• [TASK PROMPT]:
If a line of the records holds the word "Schamper", copy it out.

[INFORMATION PROVIDED — start]

PR #198, opened 2024-10-22
Acquire device list

cecinestpasunepipe:
(DIS-897)

### DIFF
--- a/acquire/acquire.py
+++ b/acquire/acquire.py
@@ -1,7 +1,6 @@
 from __future__ import annotations
 
 import argparse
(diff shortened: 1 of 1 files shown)


Horofic (commented):
It might be a good idea to use the `_windows_get_devices()` and co functions in dissect.target's local loader (`loader.py`) [https://github.com/fox-it/dissect.target/blob/main/dissect/target/loaders/local.py#L337C1-L337C28](url)

Poeloe (approved):
LGTM

PR #199, opened 2024-11-01
Add collection of Docker logs

Paradoxis:
Added docker logs, hostname and container configs to acquire and included it in the `FULL` Linux profile

### DIFF
--- a/acquire/acquire.py
+++ b/acquire/acquire.py
@@ -1972,6 +1972,7 @@ class WindowsProfile:
         SSH,
         IIS,
         TextEditor,
+        Docker,
     ]
 
 
--- a/acquire/acquire.py
+++ b/acquire/acquire.py
@@ -1372,6 +1372,15 @@ class SSH(Module):
             super().run(target, cli_args, collector)
 
 
+@register_module("--docker")
+class Docker(Module):
+    SPEC = [
+        ("glob", "/var/lib/docker/containers/*/*-json.log"),
+        ("glob", "/var/lib/docker/containers/*/*.json"),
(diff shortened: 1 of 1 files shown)


acquire/acquire.py
```diff
@@ -1375,9 +1375,19 @@ def run(cls, target: Target, cli_args: argparse.Namespace, collector: Collector)
 @register_module("--docker")
 class Docker(Module):
     SPEC = [
```
Horofic, line 1377: Could you add a description (`DESC`), like the other modules.

Horofic (changes requested):

acquire/acquire.py
```diff
@@ -1966,6 +1985,7 @@ class LinuxProfile:
     DEFAULT = MINIMAL
     FULL = [
         *DEFAULT,
+        Docker,
```
Horofic, line 1988: This can should also be added to the `WindowsProfile`

acquire/acquire.py
```diff
@@ -1372,6 +1372,25 @@ def run(cls, target: Target, cli_args: argparse.Namespace, collector: Collector)
             super().run(target, cli_args, collector)
 
 
+@register_module("--docker")
+class Docker(Module):
```
Schamper, line 1376:
```suggestion
class Docker(Module):
    DESC = "various Docker logs and configuration files"
```

Schamper (changes requested):

Horofic (approved):

Schamper (approved):

PR #229, opened 2025-04-02
Add Applications and Network modules

### LINKED ISSUE #227: Missing collection paths
Looking at what dissect can parse I stumbled across two occurrences where `acquire.py` doesn't collect something that `target-query` can parse:

1. https://github.com/fox-it/dissect.target/blob/bb9a48852a33e58ea760d7901fd5170526076498/dissect/target/plugins/os/unix/linux/network.py#L205
```
/usr/lib/systemd/network
```

2. https://github.com/fox-it/dissect.target/blob/bb9a48852a33e58ea760d7901fd5170526076498/dissect/target/plugins/os/unix/applications.py#L15
```
/usr/share/applications
```

Looks like there is no glob / dir statement for `acquire.py` to collect these files although `target-query` can parse it.

This probably is true for more items, but it's quite complex to find a good mapping between paths in the `dissect.target` project and the `acquire` project.

OlafHaalstra:
Add support for `network` and `applications` module from `dissect.target`.

closes #227

### DIFF
--- a/acquire/acquire.py
+++ b/acquire/acquire.py
@@ -86,9 +86,7 @@ ACQUIRE_BANNER = rf"""
  \__,_|\___\__, |\__,_|_|_|  \___|
   by Fox-IT   |_|             v{VERSION}
   part of NCC Group
-"""[
-    1:
-]
+"""[1:]
 
 MODULES = {}
 MODULE_LOOKUP = {}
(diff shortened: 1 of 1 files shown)


acquire/acquire.py
```diff
@@ -1460,6 +1460,27 @@ class BSD(Module):
...
     )
 
+@register_module("--applications")
+class Applications(Module):
+    SPEC = (
+        ("dir", "/usr/share/applications")
+        ("dir", "/usr/local/share/applications")
+        ("dir", "/var/lib/snapd/desktop/applications")
+        ("dir", "/var/lib/flatpak/exports/share/applications")
+        ("dir", ".local/share/applications", from_user_home)
```
Horofic, line 1470:
```suggestion
        ("dir", "/usr/share/applications"),
        ("dir", "/usr/local/share/applications"),
        ("dir", "/var/lib/snapd/desktop/applications"),
        ("dir", "/var/lib/flatpak/exports/share/applications"),
        ("dir", ".local/share/applications", from_user_home),
```

Horofic:
@OlafHaalstra would you be able to make the suggested changes? Else, I could commit the changes and merge.

Horofic (approved):

Horofic (approved):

[INFORMATION PROVIDED — finish]

• [RESPONSE AREA]:
Schamper, line 1376:
Schamper (changes requested):
Schamper (approved):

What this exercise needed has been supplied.